> MATERIAL TO PROCESS
———

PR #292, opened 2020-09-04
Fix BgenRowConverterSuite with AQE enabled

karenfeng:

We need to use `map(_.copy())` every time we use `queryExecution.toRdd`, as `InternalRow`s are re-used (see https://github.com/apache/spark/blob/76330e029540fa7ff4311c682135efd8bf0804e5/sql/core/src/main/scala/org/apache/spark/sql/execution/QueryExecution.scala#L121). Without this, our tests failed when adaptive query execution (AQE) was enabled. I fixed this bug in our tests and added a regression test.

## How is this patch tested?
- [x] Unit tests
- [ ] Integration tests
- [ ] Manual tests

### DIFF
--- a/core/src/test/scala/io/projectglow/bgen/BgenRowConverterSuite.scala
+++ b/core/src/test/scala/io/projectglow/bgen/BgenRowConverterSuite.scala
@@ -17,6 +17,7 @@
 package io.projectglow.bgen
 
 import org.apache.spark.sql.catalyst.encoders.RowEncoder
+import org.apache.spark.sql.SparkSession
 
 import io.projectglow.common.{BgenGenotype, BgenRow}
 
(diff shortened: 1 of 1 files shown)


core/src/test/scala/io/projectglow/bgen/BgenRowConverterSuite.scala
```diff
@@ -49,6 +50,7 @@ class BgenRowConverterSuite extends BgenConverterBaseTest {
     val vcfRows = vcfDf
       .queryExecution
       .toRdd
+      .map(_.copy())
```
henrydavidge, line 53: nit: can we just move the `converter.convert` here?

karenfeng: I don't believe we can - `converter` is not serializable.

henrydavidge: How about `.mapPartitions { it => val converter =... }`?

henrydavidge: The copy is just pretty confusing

———

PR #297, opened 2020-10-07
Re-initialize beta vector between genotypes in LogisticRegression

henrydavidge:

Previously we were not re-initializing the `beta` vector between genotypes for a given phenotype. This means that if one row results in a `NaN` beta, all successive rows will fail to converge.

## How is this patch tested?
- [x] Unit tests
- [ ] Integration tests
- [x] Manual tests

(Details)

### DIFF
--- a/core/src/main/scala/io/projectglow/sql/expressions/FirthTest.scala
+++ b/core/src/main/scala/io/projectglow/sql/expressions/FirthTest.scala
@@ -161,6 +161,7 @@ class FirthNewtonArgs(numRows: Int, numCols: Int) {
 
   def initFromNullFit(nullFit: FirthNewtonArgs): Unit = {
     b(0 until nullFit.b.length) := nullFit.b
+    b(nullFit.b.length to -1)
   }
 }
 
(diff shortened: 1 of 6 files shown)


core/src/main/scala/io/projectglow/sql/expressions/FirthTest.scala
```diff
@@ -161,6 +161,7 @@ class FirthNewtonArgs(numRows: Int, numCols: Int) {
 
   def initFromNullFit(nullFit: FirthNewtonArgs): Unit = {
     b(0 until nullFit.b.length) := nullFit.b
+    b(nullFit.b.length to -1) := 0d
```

———

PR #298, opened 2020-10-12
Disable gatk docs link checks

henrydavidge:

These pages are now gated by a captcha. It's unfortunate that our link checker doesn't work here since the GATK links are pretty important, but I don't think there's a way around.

———

> ASSIGNED TASK
Output each line of the listing above that has "henrydavidge".

> SOLUTION
henrydavidge, line 53: nit: can we just move the `converter.convert` here?
henrydavidge: How about `.mapPartitions { it => val converter =... }`?
henrydavidge: The copy is just pretty confusing
henrydavidge:
henrydavidge:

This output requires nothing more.